**WORK ITEM:** A word-for-word copy of the records below is required.

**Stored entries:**
————

PR #6633, opened 2016-12-06
[hotfix] Fix Duplicate Preprint Licensing Logs [OSF-7260]

caseyrollins:
#### Purpose
- When editing a preprint, multiple PATCH requests are sent to the API, which results in duplicate `perprint_license_updated` logs being added to the preprint node.
- This PR prevents duplicate logs by checking that the update license record differs from the current license record before adding a log to the node. 
- Additionally, this PR updates the language of both node and preprint license logs to include the license that was applied (screenshots below).

#### Changes
- Adds a check to ensure a log is only added if the updated license record is different from the current license record. 
- Adds tests to ensure duplicate logs are not added.
- Adds a migration to remove the duplicate `preprint_license_updated` logs.
- Update `license_changed` and `preprint_license_updated` log language.
- Add `license` to logTextParser.js and `NodeLogParamsSerializer`.

#### Migration
```
python -m scripts.remove_duplicate_preprint_logs --dry 
```

#### Screenshots 
- "preprint_license_updated" (logs created before this PR -- without license information)
screen shot 2016-12-07 at 10 30 28 am

- "preprint_license_updated" (logs created after this PR -- will have license information)
screen shot 2016-12-07 at 10 30 21 am

- "node_license_changed" (all project license updated logs)
screen shot 2016-12-07 at 10 30 09 am

#### Ticket
- [OSF-7260](https://openscience.atlassian.net/browse/OSF-7260)

### DIFF
--- a/scripts/remove_duplicate_preprint_logs.py
+++ b/scripts/remove_duplicate_preprint_logs.py
@@ -1,0 +1,73 @@
+import sys
+import logging
+
+from modularodm import Q
+
+from framework.transactions.context import TokuTransaction
+from scripts import utils as script_utils
+from website.app import init_app
+from website.project.model import Node, NodeLog
+
+
+logger = logging.getLogger(__name__)
+
+
+# This is where all your migration log will go
+def do_migration():
+    dupe_nodes = [n for n in Node.find(Q('_id', 'in', list(set([l.node._id for l in NodeLog.find(Q('action', 'eq', 'preprint_license_updated'))])))) if NodeLog.find(Q('action', 'eq', 'preprint_license_updated') & Q('node', 'eq', n._id)).count() > 1]
+    logger.info('Found {} nodes with multiple preprint_license_updated logs'.format(len(dupe_nodes)))
+
+    for node in dupe_nodes:
+        preprint_license_updated_logs = [log for log in node.logs if log.action == 'preprint_license_updated']
+
+        log = preprint_license_updated_logs.pop()
+        while(preprint_license_updated_logs):
+            next_log = preprint_license_updated_logs.pop()
+            timedelta = log.date - next_log.date
+            if timedelta.seconds < 1:
+                logger.info(
+                    'Hiding duplicate preprint_license_updated log with ID {} from node {}, timedelta was {}'.format(
+                        log._id, node._id, timedelta
+                    )
+                )
+                log.should_hide = True
+                log.save()
+            else:
+                logger.info(
+                    'Skipping preprint_license_updated log with ID {} from node {}, timedelta was {}'.format(
+                        log._id, node._id, timedelta
+                    )
+                )
+
+            log = next_log
+
+
+def main(dry=True):
+    init_app(set_backends=True, routes=False)  # Sets the storage backends on all models
+
+    # Start a transaction that will be rolled back if any exceptions are un
+    with TokuTransaction():
+        do_migration()
+        if dry:
+            # When running in dry mode force the transaction to rollback
+            raise Exception('Abort Transaction - Dry Run')
+
+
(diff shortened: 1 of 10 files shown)


scripts/remove_duplicate_preprint_logs.py
```diff
@@ -0,0 +1,62 @@
...
+        preprint_license_updated_logs = [log for log in node.logs if log.action == 'preprint_license_updated']
+
+        log = preprint_license_updated_logs.pop()
+        while(preprint_license_updated_logs):
+            next_log = preprint_license_updated_logs.pop()
+            if (log.date - next_log.date).seconds < 1:
+                logger.info('Removing duplicate preprint_license_updated log with ID {} from node {}'.format(log._id, node._id))
+                log.should_hide = True
+                log.save()
+
```
mfraezz: Could you increase logging here? Important things to log tend to be what you're doing and why -- the time delta and logs that you've found but don't migrate would be good to know.

website/preprints/model.py
```diff
@@ -178,16 +178,17 @@ def set_published(self, published, auth, save=False):
...
-            save=False
-        )
+        license_record, license_changed = set_license(self, license_detail, auth, node_type='preprint')
+
+        if license_changed:
+            self.node.add_log(
+                action=NodeLog.PREPRINT_LICENSE_UPDATED,
+                params={
+                    'preprint': self._id
+                },
```
mfraezz: Discuss: Would it make sense to store the `license_record` here? It seems like the sort of thing we should be logging -- `"<User> updated <preprint> license to <license>"` instead of just `"<User> updated <preprint> license"`

It wouldn't be necessary to display it yet; until `NodeLogParamsSerializer` and `logActionsList.json` are updated it won't be apparent that it's being stored.

See if @saradbowman or anyone else from Product has opinions about how this log should be displayed.

caseyrollins: Discussed with @saradbowman/Product and agreed upon new log language for license updates, added [here](https://github.com/CenterForOpenScience/osf.io/pull/6633/commits/46d4326636eaa31840780603b070b12c95caa1c7)

scripts/remove_duplicate_preprint_logs.py
```diff
@@ -0,0 +1,73 @@
...
+
+# This is where all your migration log will go
+def do_migration():
+    dupe_nodes = [n for n in Node.find(Q('_id', 'in', list(set([l.node._id for l in NodeLog.find(Q('action', 'eq', 'preprint_license_updated'))])))) if NodeLog.find(Q('action', 'eq', 'preprint_license_updated') & Q('node', 'eq', n._id)).count() > 1]
+    logger.info('Found {} nodes with multiple preprint_license_updated logs'.format(len(dupe_nodes)))
+
+    for node in dupe_nodes:
+        preprint_license_updated_logs = [log for log in node.logs if log.action == 'preprint_license_updated']
+
```
sloria: It would be useful to log the _id of the node being migrated.

scripts/remove_duplicate_preprint_logs.py
```diff
@@ -0,0 +1,73 @@
...
+        log = preprint_license_updated_logs.pop()
+        while(preprint_license_updated_logs):
```
sloria: Why not a `for` loop?

caseyrollins: Honestly no reason, I guess I just thought to do it this way first yesterday. I could change it to use a `for` though.

scripts/remove_duplicate_preprint_logs.py
sloria: Ah ok, missed that. That's fine.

————

**EXPECTED ANSWER:**
PR #6633, opened 2016-12-06
[hotfix] Fix Duplicate Preprint Licensing Logs [OSF-7260]

caseyrollins:
#### Purpose
- When editing a preprint, multiple PATCH requests are sent to the API, which results in duplicate `perprint_license_updated` logs being added to the preprint node.
- This PR prevents duplicate logs by checking that the update license record differs from the current license record before adding a log to the node. 
- Additionally, this PR updates the language of both node and preprint license logs to include the license that was applied (screenshots below).

#### Changes
- Adds a check to ensure a log is only added if the updated license record is different from the current license record. 
- Adds tests to ensure duplicate logs are not added.
- Adds a migration to remove the duplicate `preprint_license_updated` logs.
- Update `license_changed` and `preprint_license_updated` log language.
- Add `license` to logTextParser.js and `NodeLogParamsSerializer`.

#### Migration
```
python -m scripts.remove_duplicate_preprint_logs --dry 
```

#### Screenshots 
- "preprint_license_updated" (logs created before this PR -- without license information)
screen shot 2016-12-07 at 10 30 28 am

- "preprint_license_updated" (logs created after this PR -- will have license information)
screen shot 2016-12-07 at 10 30 21 am

- "node_license_changed" (all project license updated logs)
screen shot 2016-12-07 at 10 30 09 am

#### Ticket
- [OSF-7260](https://openscience.atlassian.net/browse/OSF-7260)

### DIFF
--- a/scripts/remove_duplicate_preprint_logs.py
+++ b/scripts/remove_duplicate_preprint_logs.py
@@ -1,0 +1,73 @@
+import sys
+import logging
+
+from modularodm import Q
+
+from framework.transactions.context import TokuTransaction
+from scripts import utils as script_utils
+from website.app import init_app
+from website.project.model import Node, NodeLog
+
+
+logger = logging.getLogger(__name__)
+
+
+# This is where all your migration log will go
+def do_migration():
+    dupe_nodes = [n for n in Node.find(Q('_id', 'in', list(set([l.node._id for l in NodeLog.find(Q('action', 'eq', 'preprint_license_updated'))])))) if NodeLog.find(Q('action', 'eq', 'preprint_license_updated') & Q('node', 'eq', n._id)).count() > 1]
+    logger.info('Found {} nodes with multiple preprint_license_updated logs'.format(len(dupe_nodes)))
+
+    for node in dupe_nodes:
+        preprint_license_updated_logs = [log for log in node.logs if log.action == 'preprint_license_updated']
+
+        log = preprint_license_updated_logs.pop()
+        while(preprint_license_updated_logs):
+            next_log = preprint_license_updated_logs.pop()
+            timedelta = log.date - next_log.date
+            if timedelta.seconds < 1:
+                logger.info(
+                    'Hiding duplicate preprint_license_updated log with ID {} from node {}, timedelta was {}'.format(
+                        log._id, node._id, timedelta
+                    )
+                )
+                log.should_hide = True
+                log.save()
+            else:
+                logger.info(
+                    'Skipping preprint_license_updated log with ID {} from node {}, timedelta was {}'.format(
+                        log._id, node._id, timedelta
+                    )
+                )
+
+            log = next_log
+
+
+def main(dry=True):
+    init_app(set_backends=True, routes=False)  # Sets the storage backends on all models
+
+    # Start a transaction that will be rolled back if any exceptions are un
+    with TokuTransaction():
+        do_migration()
+        if dry:
+            # When running in dry mode force the transaction to rollback
+            raise Exception('Abort Transaction - Dry Run')
+
+
(diff shortened: 1 of 10 files shown)


scripts/remove_duplicate_preprint_logs.py
```diff
@@ -0,0 +1,62 @@
...
+        preprint_license_updated_logs = [log for log in node.logs if log.action == 'preprint_license_updated']
+
+        log = preprint_license_updated_logs.pop()
+        while(preprint_license_updated_logs):
+            next_log = preprint_license_updated_logs.pop()
+            if (log.date - next_log.date).seconds < 1:
+                logger.info('Removing duplicate preprint_license_updated log with ID {} from node {}'.format(log._id, node._id))
+                log.should_hide = True
+                log.save()
+
```
mfraezz: Could you increase logging here? Important things to log tend to be what you're doing and why -- the time delta and logs that you've found but don't migrate would be good to know.

website/preprints/model.py
```diff
@@ -178,16 +178,17 @@ def set_published(self, published, auth, save=False):
...
-            save=False
-        )
+        license_record, license_changed = set_license(self, license_detail, auth, node_type='preprint')
+
+        if license_changed:
+            self.node.add_log(
+                action=NodeLog.PREPRINT_LICENSE_UPDATED,
+                params={
+                    'preprint': self._id
+                },
```
mfraezz: Discuss: Would it make sense to store the `license_record` here? It seems like the sort of thing we should be logging -- `"<User> updated <preprint> license to <license>"` instead of just `"<User> updated <preprint> license"`

It wouldn't be necessary to display it yet; until `NodeLogParamsSerializer` and `logActionsList.json` are updated it won't be apparent that it's being stored.

See if @saradbowman or anyone else from Product has opinions about how this log should be displayed.

caseyrollins: Discussed with @saradbowman/Product and agreed upon new log language for license updates, added [here](https://github.com/CenterForOpenScience/osf.io/pull/6633/commits/46d4326636eaa31840780603b070b12c95caa1c7)

scripts/remove_duplicate_preprint_logs.py
```diff
@@ -0,0 +1,73 @@
...
+
+# This is where all your migration log will go
+def do_migration():
+    dupe_nodes = [n for n in Node.find(Q('_id', 'in', list(set([l.node._id for l in NodeLog.find(Q('action', 'eq', 'preprint_license_updated'))])))) if NodeLog.find(Q('action', 'eq', 'preprint_license_updated') & Q('node', 'eq', n._id)).count() > 1]
+    logger.info('Found {} nodes with multiple preprint_license_updated logs'.format(len(dupe_nodes)))
+
+    for node in dupe_nodes:
+        preprint_license_updated_logs = [log for log in node.logs if log.action == 'preprint_license_updated']
+
```
sloria: It would be useful to log the _id of the node being migrated.

scripts/remove_duplicate_preprint_logs.py
```diff
@@ -0,0 +1,73 @@
...
+        log = preprint_license_updated_logs.pop()
+        while(preprint_license_updated_logs):
```
sloria: Why not a `for` loop?

caseyrollins: Honestly no reason, I guess I just thought to do it this way first yesterday. I could change it to use a `for` though.

scripts/remove_duplicate_preprint_logs.py
sloria: Ah ok, missed that. That's fine.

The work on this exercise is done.